## Problem description
The lines below are to be quoted exactly, from the first through the one that contains "JosephWoodward: Added the".

## Provided information
PR #462, opened 2017-09-21
Correct VSTS/TFS environment variable.

GianLorenzetto:
VSTS build environment variable is incorrect. More details here https://github.com/Microsoft/vsts-agent/issues/936


JosephWoodward:
Thank you for this, can't see why the tests were failing, I'll take a look.

GianLorenzetto:
Cheers. I did check if there were any tests that would be effected by the change, but I couldn't see anything.

PR #468, opened 2017-10-14
Fix typos in SourceCodeTextGetter.cs

TAGC:
Replace all instances of "parantheses" with "parentheses"


JosephWoodward:
Thanks for this!

PR #478, opened 2018-01-22
Replace Thread.Sleep with Task.Wait

JosephWoodward:


slang25:
Out of curiosity, what was the goal here?

JosephWoodward:
Migrating the tests to .NET Standard bit by bit.

PR #479, opened 2018-01-24
.NET Standard tests

JosephWoodward:


global.json
```diff
@@ -0,0 +1,5 @@
+{
+  "sdk": {
+    "version": "2.0.0"
```
slang25: I reckon this raises the barrier to entry and should be left to your build script

src/Shouldly.Tests/ConventionTests/ShouldlyConventions.cs
```diff
@@ -1,3 +1,4 @@
+#if FullFramework
```
slang25: I did some digging, it looks like the problem we are facing is this:
https://github.com/dotnet/corefx/issues/21079
and is fixed in 2.1:
https://github.com/dotnet/coreclr/pull/14696

It's also probably cleaner to keep the compiler constants to the functionality they toggle instead of being 1-1 with the tfm, cause it would be easy for someone to use this for something other than removing code that relies on symbols working for example.

slang25:
A couple of thoughts added @JosephWoodward

global.json
JosephWoodward: I agree, but as I just discovered a moment ago appveyor fails to run the tests without it, not sure how to get around that.

src/Shouldly.Tests/ConventionTests/ShouldlyConventions.cs
JosephWoodward: Added the stacktrace flag to .NET Standard 2.0 and all the tests passed

JosephWoodward: > It's also probably cleaner to keep the compiler constants to the functionality they toggle instead of being 1-1 with the tfm, cause it would be easy for someone to use this for something other than removing code that relies on symbols working for example

Agreed. Now I've got the tests working I can refine these flags.

JosephWoodward:
See replies @slang25

src/Shouldly.Tests/ConventionTests/ShouldlyConventions.cs
slang25: Nice. What's weird for me is that I pull the branch into a fresh folder (proper fresh), do a restore, build, and test, and it cannot get the filenames (which are required by the tests to load the source), and I can see that the symbols are loaded.

I'm 100% hitting bug dotnet/corefx#21079, but clearly it's not an issue in AppVeyor
😕

JosephWoodward:
@slang25 Interested to pull this down on my Windows machine and see if it all builds/tests pass.

JosephWoodward:
lol

src/Shouldly.Tests/ConventionTests/ShouldlyConventions.cs
EddieGarmon: I was hitting the same, but as per the recommendation, if you copy the *.DiaSymReader.*.dll's from C:\Program Files (x86)\Microsoft Visual Studio\2017\Enterprise\MSBuild\15.0\Bin\Roslyn to the tests bin directory, this temporarily solves the line number issues, and all the netcoreapp2.0 tests pass.

slang25: @EddieGarmon oh nice, I'll have to give that a try. Thanks for the info 👍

## Result
PR #462, opened 2017-09-21
Correct VSTS/TFS environment variable.

GianLorenzetto:
VSTS build environment variable is incorrect. More details here https://github.com/Microsoft/vsts-agent/issues/936


JosephWoodward:
Thank you for this, can't see why the tests were failing, I'll take a look.

GianLorenzetto:
Cheers. I did check if there were any tests that would be effected by the change, but I couldn't see anything.

PR #468, opened 2017-10-14
Fix typos in SourceCodeTextGetter.cs

TAGC:
Replace all instances of "parantheses" with "parentheses"


JosephWoodward:
Thanks for this!

PR #478, opened 2018-01-22
Replace Thread.Sleep with Task.Wait

JosephWoodward:


slang25:
Out of curiosity, what was the goal here?

JosephWoodward:
Migrating the tests to .NET Standard bit by bit.

PR #479, opened 2018-01-24
.NET Standard tests

JosephWoodward:


global.json
```diff
@@ -0,0 +1,5 @@
+{
+  "sdk": {
+    "version": "2.0.0"
```
slang25: I reckon this raises the barrier to entry and should be left to your build script

src/Shouldly.Tests/ConventionTests/ShouldlyConventions.cs
```diff
@@ -1,3 +1,4 @@
+#if FullFramework
```
slang25: I did some digging, it looks like the problem we are facing is this:
https://github.com/dotnet/corefx/issues/21079
and is fixed in 2.1:
https://github.com/dotnet/coreclr/pull/14696

It's also probably cleaner to keep the compiler constants to the functionality they toggle instead of being 1-1 with the tfm, cause it would be easy for someone to use this for something other than removing code that relies on symbols working for example.

slang25:
A couple of thoughts added @JosephWoodward

global.json
JosephWoodward: I agree, but as I just discovered a moment ago appveyor fails to run the tests without it, not sure how to get around that.

src/Shouldly.Tests/ConventionTests/ShouldlyConventions.cs
JosephWoodward: Added the stacktrace flag to .NET Standard 2.0 and all the tests passed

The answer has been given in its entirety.